▶ [Data extracts]:
PR #404, opened 2024-05-21
Fix Bitop Edge Case

vazois:
This PR fixes edge case where bitop will result in null ptr exception when none of the source keys exist.
I added also some more negative tests for bitop.


badrishc:
cc @kevin-montrose

libs/server/Resp/Bitmap/BitmapCommands.cs
```diff
@@ -450,19 +459,34 @@ private bool StringBitOperation<TGarnetApi>(int count, byte* ptr, BitmapOperatio
...
             }
 
-            var status = storageApi.StringBitOperation(keys, bitop, out long result);
-
-            if (status != GarnetStatus.NOTFOUND)
+            if (sizeof(byte*) * (keyCount - 1) > 512)
             {
-                while (!RespWriteUtils.WriteInteger(result, ref dcurr, dend))
-                    SendAndReset();
+                throw new Exception("Bitop source key limit (64) exceeded");
```
badrishc, line 483: What does this exception surface to client code as?

libs/server/Resp/RespCommand.cs
```diff
@@ -460,47 +460,7 @@ static RespCommand MatchedNone(RespServerSession session, int oldReadHead)
...
-                                                            return (RespCommand.BITOP, (byte)BitmapOperation.NOT);
-                                                        }
-
-                                                        // Reset read head and count if we didn't match operator.
-                                                        readHead -= 9;
-                                                        count += 1;
-                                                    }
-                                                }
-                                            }
+                                            return (RespCommand.BITOP, 0);
```
badrishc, line 463: Why was this change reverted? Our goal going forward is to try and consolidate all the command and subcommand parsing into the parsing phase, rather than depend on individual operations to parse. That way ACL can also be managed centrally after the (command, subcommand) are known.

libs/server/Resp/Bitmap/BitmapCommands.cs
vazois: Good point. I added a RESP response that is surfaced to the client instead of throwing an exception.

libs/server/Resp/RespCommand.cs
vazois: Whereas the most data commands I have seen follow the format <command> <key>, BITOP expects the key after the operation type (i.e. AND,OR, XOR etc.) which could be considered as subcommand, though technically it isn't.
I made the change in order to deal with the event the provided operation type is not valid.
I reverted it back to the original state and added a workaround.
Now if BITOP is matched and then the subcommand is not matched we still end up in BITOP but capture the error using BitmapOperation.NONE flag and drain the buffer.

badrishc (approved):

▶ [Problem statement]: Your task is to repeat each line of the material exactly.

▶ [Answer space]:
PR #404, opened 2024-05-21
Fix Bitop Edge Case

vazois:
This PR fixes edge case where bitop will result in null ptr exception when none of the source keys exist.
I added also some more negative tests for bitop.


badrishc:
cc @kevin-montrose

libs/server/Resp/Bitmap/BitmapCommands.cs
```diff
@@ -450,19 +459,34 @@ private bool StringBitOperation<TGarnetApi>(int count, byte* ptr, BitmapOperatio
...
             }
 
-            var status = storageApi.StringBitOperation(keys, bitop, out long result);
-
-            if (status != GarnetStatus.NOTFOUND)
+            if (sizeof(byte*) * (keyCount - 1) > 512)
             {
-                while (!RespWriteUtils.WriteInteger(result, ref dcurr, dend))
-                    SendAndReset();
+                throw new Exception("Bitop source key limit (64) exceeded");
```
badrishc, line 483: What does this exception surface to client code as?

libs/server/Resp/RespCommand.cs
```diff
@@ -460,47 +460,7 @@ static RespCommand MatchedNone(RespServerSession session, int oldReadHead)
...
-                                                            return (RespCommand.BITOP, (byte)BitmapOperation.NOT);
-                                                        }
-
-                                                        // Reset read head and count if we didn't match operator.
-                                                        readHead -= 9;
-                                                        count += 1;
-                                                    }
-                                                }
-                                            }
+                                            return (RespCommand.BITOP, 0);
```
badrishc, line 463: Why was this change reverted? Our goal going forward is to try and consolidate all the command and subcommand parsing into the parsing phase, rather than depend on individual operations to parse. That way ACL can also be managed centrally after the (command, subcommand) are known.

libs/server/Resp/Bitmap/BitmapCommands.cs
vazois: Good point. I added a RESP response that is surfaced to the client instead of throwing an exception.

libs/server/Resp/RespCommand.cs
vazois: Whereas the most data commands I have seen follow the format <command> <key>, BITOP expects the key after the operation type (i.e. AND,OR, XOR etc.) which could be considered as subcommand, though technically it isn't.
I made the change in order to deal with the event the provided operation type is not valid.
I reverted it back to the original state and added a workaround.
Now if BITOP is matched and then the subcommand is not matched we still end up in BITOP but capture the error using BitmapOperation.NONE flag and drain the buffer.

badrishc (approved):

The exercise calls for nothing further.